# Earliest Signs Observed Of Pyramiding?



## Beasty_Artemis (Nov 7, 2016)

So I could have sworn I read in the forums a some point, someone's post saying that they adopted baby hatchlings ( I cannot remember what kind.) that were only like 8 months old and already showed pyramiding! Anyone else ever see hatchlings actually exhibit pyramiding that early? Earlier?

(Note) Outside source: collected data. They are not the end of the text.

PR #505, opened 2021-06-07
Solve pos puzzle before create and propagate a block

bvbfan:
/kind fix

It fixes `createmasternode` issue in account merkle root.

### DIFF
--- a/src/masternodes/rpc_masternodes.cpp
+++ b/src/masternodes/rpc_masternodes.cpp
@@ -39,7 +39,14 @@ UniValue mnToJSON(uint256 const & nodeId, CMasternode const& node, bool verbose,
 
         // Only get targetMultiplier for active masternodes
         if (node.IsActive()) {
-            obj.pushKV("targetMultiplier", pos::CalcCoinDayWeight(Params().GetConsensus(), node, GetTime(), ChainActive().Height()).getdouble());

I'm just glad my little girl seems to be growing healthy. I need to get into my old email and track down her exact birth date to confirm that she is a little more than a year old. I was worried that I have never seen pyramiding before except in pics of adult animals on the internet.


----------



## wellington (Nov 7, 2016)

Yes, my own little hatched out leopard. She will be a year this month. However, l noticed some pyramiding early one. I can't remember what age, but it was only a few months. Of course she is in a closed chamber since birth and was incubated with a high humidity. She since then has stopped and is smoothing out. Have no idea, why, in such high humidity, over 80% she still pyramided. It sure can start very young in wrong conditions and some are even a little prone to it in great conditions.


----------



## Yvonne G (Nov 7, 2016)

Yes. You can see it as soon as the baby's shell starts growing. If it's a dry, hot environment, the new growth is sort of lowered, pushing up that first, original scute. And the growth from then on is on a slant going upwards to that original scute.


----------



## Tom (Nov 7, 2016)

You can see it in hatchlings as a deep notch forming between the scutes. You can almost stick your thumbnail in the crevice.


----------



## Beasty_Artemis (Nov 10, 2016)

Does anyone have any pics?


----------



## Beasty_Artemis (Nov 10, 2016)

Because I have read about stretching between scutes being a sign of really fast growth. Is that a real thing?


----------



## Speedy-1 (Nov 10, 2016)

Beasty_Artemis said:


> Does anyone have any pics?


 *If you go here ; http://www.tortoiseforum.org/threads/the-end-of-pyramiding.15137/page-13 you will more than likely learn and see most everything you want to know !*


----------



## cmacusa3 (Nov 10, 2016)

Beasty_Artemis said:


> Because I have read about stretching between scutes being a sign of really fast growth. Is that a real thing?



I have a leopard tort that I just got that was hatched in late September that already has significant pyramiding.


----------



## Beasty_Artemis (Nov 10, 2016)

WOW! That is one amazing thread! Very educational. 
My girl had some stretching from excessive food it sounds like. Whew! Paranoia was making me worry.


----------



## Beasty_Artemis (Nov 10, 2016)




----------



## Beasty_Artemis (Nov 10, 2016)

Any thoughts judging from my pic?


----------



## Dan (Nov 10, 2016)

Looks fine. Don't see much in the way of growth just yet. Fresh slate. Just keep humidity up and soak every day for the first year or so and regularly thereafter to prevent a whole host of issues--not only pyramiding. I've found that as tortoises gain mass, they don't seem to dehydrate as easily or as quickly, meaning that from a shell disformity standpoint, obsessive attention to watering your animals can eventually slacken some. If you can get yours up to 5-6" and smooth you shouldn't have any problems with pyramiding and you can relax and let him spend more time in an outside enclosure during good weather instead of in the humid chamber all the time.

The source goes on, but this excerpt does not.